Aside from terribly enforced orwellian software, students and professors are slowly losing any semblance of structure as this online semester progresses, which is not necessarily a bad thing. It is a lot easier to listen to a pre-recorded history lecture as I go do my daily chores around the house, especially when the alternative was me scrolling Instagram during class. While large classes with twenty plus students suffer with the transition to online meetings, smaller classes, like my recitation with ten students, works very well through online meetings. Software such as Zoom allows for “break-out rooms”, giving hosts the ability to create smaller groups that can discuss material together and can report their findings to the class once the session is over. If this transition was not rushed and educators are allowed to properly plan their new syllabus, many of these classes would be just like taking it in-person or even better than that.

As many adults are realizing capabilities of working remotely, many students and professors are realizing the relative ease of teaching classes remotely. Remote learning was discounted in the past as being too hands off, but it works perfectly fine for a majority of my classes. Due to the rushed transition, there are students who do not have the proper facilities for online teaching are at a clear disadvantage. This is not an admonishment of remote learning; it is the direct consequence of the commercialization of internet access, which the United Nations decided to be a human right in 2016. I’m not holding my breath for any change in the United States, but this crisis is raising awareness to it.

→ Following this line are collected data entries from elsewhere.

PR #2790, opened 2021-09-10
only update topology when bookie rack changed

gaozhangmin:
It is unnecessary to update  topology, removing and adding the same bookieNode, if the rack of bookie stay unchanged.

### DIFF
--- a/bookkeeper-server/src/main/java/org/apache/bookkeeper/client/TopologyAwareEnsemblePlacementPolicy.java
+++ b/bookkeeper-server/src/main/java/org/apache/bookkeeper/client/TopologyAwareEnsemblePlacementPolicy.java
@@ -749,10 +749,12 @@ abstract class TopologyAwareEnsemblePlacementPolicy implements
                     if (node != null) {
                         // refresh the rack info if its a known bookie
                         BookieNode newNode = createBookieNode(bookieAddress);
-                        topology.remove(node);
-                        topology.add(newNode);
-                        knownBookies.put(bookieAddress, newNode);
-                        historyBookies.put(bookieAddress, newNode);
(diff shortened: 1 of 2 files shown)


eolivelli (commented):
Can you explain the benefits of this patch?
Do you have some use case or problem?

Adding a test case will help in understanding the problem better

gaozhangmin:
> Can you explain the benefits of this patch?
When using pulsar bookie affinity group, if We update the bookie region info,  this logic will update all the bookie info in the topology, including the unchanged bookie.  we should only update the bookies which rack has been changed.
I will enhanced the existing unit test.

gaozhangmin:
> Can you explain the benefits of this patch?
> Do you have some use case or problem?
> 
> Adding a test case will help in understanding the problem better

When using pulsar bookie affinity group, if We update the bookie region info,  this logic will update all the bookie info in the topology, including the unchanged bookie.  we should only update the bookies which rack has been changed.
I will enhanced the existing unit test.

dlg99 (approved):
LGTM

gaozhangmin:
@eolivelli   Could you please take a look at this pr.

gaozhangmin:
@eolivelli  PTAL again, It has been for a lone time

gaozhangmin:
@zymap  PTAL

dlg99 (changes requested):
Please add tests

gaozhangmin:
@dlg99  Test added. PTAL.

nicoloboschi (approved):
LGTM 
@dlg99 can you review again? 

I'd like to cherry-pick it to 4.14.5

eolivelli (approved):
LGTM

dlg99 (approved):
LGTM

While we are living in a historical moment that is making us reevaluate widely held beliefs on the use of the internet, there is still an extra weight on the minds of college students. The upcoming recession is looming overhead as we try to make ourselves marketable to now struggling industries. Many have had their summer internships cancelled and others are disheartened that career fairs cancelled, important events that allow for recruiters to interact with applicant’s face to face in a world where recruiting processes are getting increasingly automated and apathetic. Plans for the future have gone out the window as each passing day is making life more unpredictable. I am relieving the dreaded memories of older friends and family members who had to struggle during the 2007 recession. Why should I care about my classwork when I know that my college degree is going to be meaningness after I graduate?

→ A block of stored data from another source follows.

PR #2794, opened 2021-09-15
Memory leak problem when ledger replication

gaozhangmin:
### Motivation

production environment, memory leak always happened, and there were ledger cannot be replicated successfully.

image

This cause by when `openLedgerNoRecovery` with `BKNotEnoughBookiesException`,  the LedgerHandler won't  closed properly, caused memory leak

https://github.com/apache/bookkeeper/blob/c7236adc3cb659e65ae5ce53b7156569d7f50ebd/bookkeeper-server/src/main/java/org/apache/bookkeeper/replication/ReplicationWorker.java#L364-L424

### Changes

close LedgerHandler when openComplete with exception

### DIFF
--- a/bookkeeper-server/src/main/java/org/apache/bookkeeper/client/LedgerOpenOp.java
+++ b/bookkeeper-server/src/main/java/org/apache/bookkeeper/client/LedgerOpenOp.java
@@ -196,8 +196,28 @@ class LedgerOpenOp {
                     if (rc == BKException.Code.OK) {
                         openComplete(BKException.Code.OK, lh);
                     } else if (rc == BKException.Code.UnauthorizedAccessException) {
+                        try {
+                            if (lh != null) {
+                                lh.close();
+                            }
+                        } catch (InterruptedException e) {
+                            Thread.currentThread().interrupt();
+                            LOG.info("InterruptedException while closing ledger {}", ledgerId, e);
+                        } catch (BKException e) {
+                            LOG.warn("BKException while closing ledger {} ", ledgerId, e);
+                        }
                         openComplete(BKException.Code.UnauthorizedAccessException, null);
                     } else {
+                        try {
+                            if (lh != null) {
+                                lh.close();
+                            }
+                        } catch (InterruptedException e) {
+                            Thread.currentThread().interrupt();
+                            LOG.info("InterruptedException while closing ledger {}", ledgerId, e);
+                        } catch (BKException e) {
+                            LOG.warn("BKException while closing ledger {} ", ledgerId, e);
+                        }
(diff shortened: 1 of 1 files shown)


gaozhangmin:
@eolivelli PTAL

gaozhangmin:
@hangc0276

eolivelli:
@nicoloboschi @RaulGracia @Ghatage  PTAL  if you have time please

@gaozhangmin which memory is leaked ? direct memory ?

gaozhangmin:
> @nicoloboschi @RaulGracia @Ghatage PTAL if you have time please
> 
> @gaozhangmin which memory is leaked ? direct memory ?

heap memory

gaozhangmin:
> @nicoloboschi @RaulGracia @Ghatage PTAL if you have time please
> 
> @gaozhangmin which memory is leaked ? direct memory ?

image

gaozhangmin:
image

gaozhangmin:
I've tested this pr in my test cluster, it can solve the heap memory leak problem.

nicoloboschi (approved):
+1 nice catch

I'd like to point out that the dead objects are kept alive by [AbstractZkLedgerManager](https://github.com/apache/bookkeeper/blob/c7236adc3cb659e65ae5ce53b7156569d7f50ebd/bookkeeper-server/src/main/java/org/apache/bookkeeper/meta/AbstractZkLedgerManager.java#L86)

bookkeeper-server/src/main/java/org/apache/bookkeeper/client/LedgerOpenOp.java
```diff
@@ -196,8 +196,28 @@ public void safeOperationComplete(int rc, Void result) {
                     if (rc == BKException.Code.OK) {
                         openComplete(BKException.Code.OK, lh);
                     } else if (rc == BKException.Code.UnauthorizedAccessException) {
+                        try {
```
dlg99, line 199: i'd refactor this into something like `closeLedger(LedgerHandle lh)`

dlg99 (approved):
LGTM, with one nit

gaozhangmin:
@dlg99  PTAL

dlg99:
@gaozhangmin looks good! Thank you.

RaulGracia (commented):
LGTM, would it make sense to add some specific test to validate the scenario in which memory was getting leaked (i.e., ledger handles are being closed in the situation in which they were left open before)?

gaozhangmin:
> LGTM, would it make sense to add some specific test to validate the scenario in which memory was getting leaked (i.e., ledger handles are being closed in the situation in which they were left open before)?

I tried, But it's hard to verify the `Ledgerhandler`  closed。 there is no 'isClosed' method.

As the crisis continues, we will experience becoming increasingly connected to the internet. It is only the beginning yet many are reevaluating the capabilities of the internet in institutions and industries that have struggled to find reasons to remain disconnected. This crisis has allowed the opportunity to test out the capabilities of remote work and teaching. Hopefully, the lessons learned from this rushed transition will inform better techniques and software to allow a seamless transition to a world that can capitalize on the positives of remote existence. Maybe then I’ll be able to pay attention to Zoom meetings.